TLDR: A decision tree bagging ensemble model was the most accurate in classifying actionable cyber threat intelligence. Why? My guess: bagging builds a forest of decision tree models each using a different slice of the training set; the individual results are averaged to produce a consensus result. And, I will now have model minions to triage my threat intel.

Introduction

Cyber threat intelligence focuses on providing actionable information on adversaries, ex- ploits, and vulnerabilities. This information is becoming crucial to cyber defense, as malware and threat actors evolve, evade detection, and obfuscate analysis. The need for threat intelligence has resulted in investment and creation of many new sources of information; however, this has created challenges of its own as analysts are overwhelmed with information and burdened with triaging threat intelligence in order to make time-sensitive defensive decisions. Assessing threat intelligence noise for credibility and accuracy compounds the problem. Cyber threat intelligence analysts curate sources of information from their respective professional sector, technical communities, and threat exchange platforms, but are still faced with scoring the information for relevance, importance, and potential impact to inform decision-makers on defensive strategy (The Cyber Threat).

Implementing a threat intelligence analysis process is an essential component of active, informed security. Actionable intelligence is key to understanding threats for defensive mitigation (CSO). These intelligence information needs can be satisfied by leveraging classification mechanisms which inform binary decisions regarding aggregated threat intelligence (e.g., ‘actionable’ or ‘irrelevant’). Some organizations try to incorporate threat data feeds into their Security Information and Event Management System (SIEM), but do not to classify, prioritize, or categorize the data, adding to the burden of analysts who may not have the analytic tools (or time) to decide what to action and what to discard (RecordedFuture). Cyber threat intelligence models can address this issue. A viable solution would use machine learning to prioritize intelligence data to ensure resultant threat intelligence is actionable (timely, relevant, credible). This research explores the feasibility of decision models which will inform cybersecurity analysts of relevant threats affecting their environment.
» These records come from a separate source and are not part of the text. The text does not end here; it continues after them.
PR #34, opened 2021-02-26
Feature ktps 461 sanity check energy split coefficients

gfsdekoning:
I added the sanity check for coefficients for energy splitting with variable threshold `COEF_MAX_PCT_DIFF`. In case the check fails, a message is sent to Teams with a manual insert sql statement.

I tried to keep the Alliander-specific code in `teams.py` as much as possible.

### DIFF
--- a/openstf/model/split_energy.py
+++ b/openstf/model/split_energy.py
@@ -53,13 +53,9 @@ def split_energy(pid):
     if not invalid_coefs.empty:
         # If coefs not valid, do not update the coefs in the db and send teams
         # message that something strange is happening
-        df_to_str = [
-            f"\ncoefficient: {row.coef_name}, new coefficient: {row.coef_value_new}, last coefficient: {row.coef_value_last}"
-            for row in invalid_coefs.iterrows()
-        ]
         monitoring.post_teams_alert(
-            f"New splitting coefficient(s) {list(invalid_coefs.coef_name)} for pid {pj['id']} deviate strongly from previously stored coefficients."
-            + df_to_str,
+            f"New splitting coefficient(s) {list(invalid_coefs.coef_name)} for pid {pj['id']} deviate strongly from previously stored coefficients.",
+            invalid_coefs=invalid_coefs,
             coefsdf=coefsdf,
         )
         # Use the last known coefficients for further processing
--- a/openstf/model/split_energy.py
+++ b/openstf/model/split_energy.py
@@ -12,7 +12,7 @@ import scipy.optimize
 
 import openstf.monitoring.teams as monitoring
 
-COEF_MAX_PCT_DIFF = 0.3
+COEF_MAX_FRACTION_DIFF = 0.3
 
 
 def split_energy(pid):
@@ -46,36 +46,37 @@ def split_energy(pid):
     coefdict.update({"MAE": mae})
     coefsdf = convert_coefdict_to_coefsdf(pj, input_split_function, coefdict)
 
-    # Get average coefs of previous runs and check if new coefs are valid
-    mean_coefs = db.get_energy_split_coefs(pj, mean=True)
-    if are_new_coefs_valid(coefdict, mean_coefs) is False:
+    # Get the coefs of previous runs and check if new coefs are valid
+    last_coefsdict = db.get_energy_split_coefs(pj, mean=True)
+    last_coefsdf = convert_coefdict_to_coefsdf(pj, input_split_function, last_coefsdict)
+    false_key = are_new_coefs_valid(coefdict, last_coefsdict)
+    if false_key is not None:
         # If coefs not valid, do not update the coefs in the db and send teams
         # message that something strange is happening
         monitoring.post_teams_alert(
-            "New splitting coefficients for pid {} deviate strongly from previously stored coefficients.".format(
-                pj["id"],
-            ),
+            f"New splitting coefficient {false_key} for pid {pj['id']} deviate strongly from previously stored coefficients."
+            + f"New coefficient: {coefdict[false_key]}, last coefficient: {last_coefsdict[false_key]}.",
             coefsdf=coefsdf,
         )
         # Use the last known coefficients for further processing
-        last_coefdict = db.get_energy_split_coefs(pj)
-        last_coefsdf = convert_coefdict_to_coefsdf(
-            pj, input_split_function, last_coefdict
-        )
         return last_coefsdf
+    else:
+        # Save Results
+        db.write_energy_splitting_coefficients(coefsdf, if_exists="append")
+        logger.info(
+            "Succesfully wrote energy split coefficients to database", pid=pj["id"]
+        )
+        return coefsdf
 
-    # Save Results
-    db.write_energy_splitting_coefficients(coefsdf, if_exists="append")
-    logger.info("Succesfully wrote energy split coefficients to database", pid=pj["id"])
-    return coefsdf
 
-
-def are_new_coefs_valid(new_coefs, mean_coefs):
+def are_new_coefs_valid(new_coefs, last_coefs):
     """Check if new coefficients are valid.
 
     Args:
-        new_coefs (dict): new coefficients for standard load profiles
-        mean_coefs (dict): average of previous coefficients for standard load profiles
+        new_coefs (dict): new coefficients for standard load profiles (i.e.
+            wind, solar, household)
+        mean_coefs (dict): average of previous coefficients for standard load
+            profiles (i.e. wind, solar, household)
 
     Returns:
         boolean: bool whether new coefs are valid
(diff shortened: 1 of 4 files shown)


openstf/model/split_energy.py
```diff
@@ -12,6 +12,8 @@
 
 import openstf.monitoring.teams as monitoring
 
+COEF_MAX_PCT_DIFF = 0.3
```
FrankKr, line 15: The variable says 'pct' (= Percent?), but you actually use a fraction and not a percentage

openstf/model/split_energy.py
```diff
@@ -42,23 +44,65 @@ def split_energy(pid):
...
+        )
+        # Use the last known coefficients for further processing
+        last_coefdict = db.get_energy_split_coefs(pj)
+        last_coefsdf = convert_coefdict_to_coefsdf(
+            pj, input_split_function, last_coefdict
+        )
+        return last_coefsdf
+
+    # Save Results
+    db.write_energy_splitting_coefficients(coefsdf, if_exists="append")
```
FrankKr, line 68: An explicit 'else: ' here is more clear (although it functionally doesn't matter)

openstf/model/split_energy.py
```diff
@@ -42,23 +44,65 @@ def split_energy(pid):
     error = components[["load", "Inschatting"]].diff(axis=1).iloc[:, 1]
     mae = error.abs().mean()
     coefdict.update({"MAE": mae})
+    coefsdf = convert_coefdict_to_coefsdf(pj, input_split_function, coefdict)
 
-    # Get average coefs of previous runs
+    # Get average coefs of previous runs and check if new coefs are valid
     mean_coefs = db.get_energy_split_coefs(pj, mean=True)
```
FrankKr, line 50: Do we still want the mean of the old coefs? Wouldn't just the most recent coefs make more sense?

openstf/model/split_energy.py
```diff
@@ -42,23 +44,65 @@ def split_energy(pid):
...
-    # Loop over keys and check if the difference with the average value is not more than 100%
-    # In case the difference is more tha 100% of the average set KPI coefs as expected to False
+    if are_new_coefs_valid(coefdict, mean_coefs) is False:
+        # If coefs not valid, do not update the coefs in the db and send teams
+        # message that something strange is happening
```
FrankKr, line 53: looks nice

openstf/model/split_energy.py
FrankKr: In addition, you wouldnt need L60-64

openstf/model/split_energy.py
```diff
@@ -42,23 +44,65 @@ def split_energy(pid):
...
+    db.write_energy_splitting_coefficients(coefsdf, if_exists="append")
+    logger.info("Succesfully wrote energy split coefficients to database", pid=pj["id"])
+    return coefsdf
+
+
+def are_new_coefs_valid(new_coefs, mean_coefs):
+    """Check if new coefficients are valid.
+
+    Args:
+        new_coefs (dict): new coefficients for standard load profiles
```
FrankKr, line 77: Perhaps make more clear that Standard Load Profiles also include wind and solar (and not just standard consumption)

openstf/model/split_energy.py
```diff
@@ -42,23 +44,65 @@ def split_energy(pid):
...
+        mean_coefs (dict): average of previous coefficients for standard load profiles
+
+    Returns:
+        boolean: bool whether new coefs are valid
+    """
+    # Loop over keys and check if the absolute difference with the average value is not
+    # more than COEF_MAX_PCT_DIFF x absolute average value.
     # If no previous coefs are stored an mean_coefs is empty and this loop wil not run
     for key in mean_coefs.keys():
```
FrankKr, line 86: What should happen if the previous coefs are empty? Can you check explicitly for this and make the desired outcome happen?

Also; what do you want to happen when the keys of old_coefs do not match the new coefs? I suppose you just want to skip that specific key, right? Can you include this to make this function more robust?

openstf/model/split_energy.py
```diff
@@ -42,23 +44,65 @@ def split_energy(pid):
...
     mean_coefs = db.get_energy_split_coefs(pj, mean=True)
-    # Loop over keys and check if the difference with the average value is not more than 100%
-    # In case the difference is more tha 100% of the average set KPI coefs as expected to False
+    if are_new_coefs_valid(coefdict, mean_coefs) is False:
+        # If coefs not valid, do not update the coefs in the db and send teams
+        # message that something strange is happening
+        monitoring.post_teams_alert(
+            "New splitting coefficients for pid {} deviate strongly from previously stored coefficients.".format(
+                pj["id"],
+            ),
```
FrankKr, line 57: Would make sense to include some information on which coefs are considered incorrect, or at least how the new coefs compare to the old onse

openstf/monitoring/teams.py
```diff
@@ -103,6 +107,28 @@ def post_teams_alert(msg, url=None):
     return post_teams(msg, url=url)
 
 
+def build_sql_query_string(df, table):
```
FrankKr, line 110: nice function!

openstf/monitoring/teams.py
```diff
@@ -103,6 +107,28 @@ def post_teams_alert(msg, url=None):
...
+
+    Returns:
+        string: sql query string of insert statement
+    """
+    sql_texts = [
+        "INSERT INTO " + table + " (" + str(", ".join(df.columns)) + ") VALUES \n"
+    ]
+    for index, row in df.iterrows():
+        if index != df.index[0]:
+            sql_texts.append(",\n")
```
FrankKr, line 125: Not needed? 1) Whitelines do not have meaning in sql, and 2) you can remove the `\n` on L121

FrankKr (changes requested):
Looking good! Nice functions with docstrings and unit tests.

Think I was able to find some points for improvement

openstf/model/split_energy.py
gfsdekoning: you are correct, i changed the name to `COEF_MAX_FRACTION_DIFF`

openstf/model/split_energy.py
gfsdekoning: 1. I kept the mean instead only the last coefs, in case the last ones were odd. I don't have a specific preference.
2. Because I am using the mean and not the last ones, I compare the coefs in dict-format with `mean_coefs` in dict-format. After that, I do not use those values further and get the last coefs.

Looking at this answer, it does make more sense to use the last ones, I thought the mean would have a preference, but that does not seem to be the case. I will compare the coefficients with the last ones.

openstf/model/split_energy.py
gfsdekoning: Added specification like in docstring of `convert_coefdict_to_coefsdf()`

openstf/model/split_energy.py
gfsdekoning: Ok

openstf/monitoring/teams.py
gfsdekoning: Added it for readability in output message in teams?

openstf/model/split_energy.py
gfsdekoning: I stop checking when one key is failing and added info of that key, new key value and old key value.

openstf/model/split_energy.py
gfsdekoning: 1. If previous coefs are empty, there is nothing to compare against and I would assume the new coefficients are always good, so they are added to the db. Why add it explicitly?
2. Good one, I added a check for `key in new_coefs`.

test/unit/model/test_split_energy.py
```diff
@@ -3,6 +3,9 @@
 # SPDX-License-Identifier: MPL-2.0
 
 import unittest
+from numpy import split
+
+from numpy.core.fromnumeric import mean
```
JanMaartenvanDoorn, line 8: split and mean seem not in use. Can you remove these import  lines?

openstf/model/split_energy.py
```diff
@@ -42,23 +44,68 @@ def split_energy(pid):
...
+    """Check if new coefficients are valid.
 
-    # Get average coefs of previous runs
-    mean_coefs = db.get_energy_split_coefs(pj, mean=True)
-    # Loop over keys and check if the difference with the average value is not more than 100%
-    # In case the difference is more tha 100% of the average set KPI coefs as expected to False
+    Args:
+        new_coefs (dict): new coefficients for standard load profiles (i.e.
+            wind, solar, household)
+        mean_coefs (dict): average of previous coefficients for standard load
```
JanMaartenvanDoorn, line 78: I think "mean_coefs" in the docstring should be changed to "last_coefs"

openstf/model/split_energy.py
gfsdekoning: 2.b if key is not present in new coefs, it should fail, because there is an old coef not in the new one

openstf/monitoring/teams.py
FrankKr: still not needed if you remove the \n on L121

gfsdekoning: now you get 
`"INSERT INTO table (key, value) VALUES 
('a', 1),
('b', 2)"`
 in your case it would be 
`"INSERT INTO table (key, value) VALUES 
('a', 1),('b', 2)"`
I would prefer option 1 for readability?

gfsdekoning: then the comma fails. You need a comma in between the values. Not at the start and not at the end.

test/unit/model/test_split_energy.py
gfsdekoning: Done

openstf/model/split_energy.py
gfsdekoning: Yes, changed.

openstf/model/split_energy.py
gfsdekoning: After a comment of JM, I changed it to checking for all keys and giving back all failing keys

FrankKr (approved):

PR #35, opened 2021-03-02
Feature pr template

FrankKr:
In addition to the issue-templates, I have suggested a pull-request-template.
Let's see if this works and add on it later?


bremme:
Nice additions! Perhaps nice/required to add the template to a specific sub-folder?: 

image

Perhaps its fine like it is and people will already interpreted it that way.  But I always like to know **why** certain changes where made. What was the overall strategy/goal to solve a certain issue.

It looks like everything after `Fixes issue: #...` is formatted as heading 1. That was probably not your intention. You could for example fix this by using something like this:

Fixes issue: `#1 name of the issues`

### Changes proposed in this PR include:

> Here you can elaborate on the chosen solution strategy, which changes did you make and which goal do they serve. Perhaps also which things are you still unsure of.

-
-
- ..

### Could you please pay extra attention to the points below when reviewing the PR:

> Here you can point out modules or complex implementation that require special attention, .e.g have a look at module `foo.py` and `bar.py`.

- 
- 
- ..

**Markdown source:**

```markdown

Fixes issue: `#1 name and number of the issue`

### Changes proposed in this PR include:

> Here you can elaborate on the chosen solution strategy, which changes did you make and which goal do they serve. Perhaps also which things are you still unsure of.

-
-
- ..

### Could you please pay extra attention to the points below when reviewing the PR:

> Here you can point out modules or complex implementation that require special attention, .e.g have a look at module `foo.py` and `bar.py`.

- 
- 
- ..
```

FrankKr:
Thanks, I included your suggestions!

By considering a multi-variate applicability score via an ensemble of models, security analysts can enhance the quality of intelligence ingested into the SIEM and prune threat intelligence feeds to mitigate noise and false positives. A classified threat intelligence feed enables security analysts to leverage massive community enriched data for manageable integration into a SIEM, and more importantly, to inform defensive decisions to adequately protect an organization against discovered threats. These models will improve upon threat feeds to systemically optimize threat alerting via a SIEM. Various models will be built, assessed, and compared for optimal selection of viable models for trial implementation.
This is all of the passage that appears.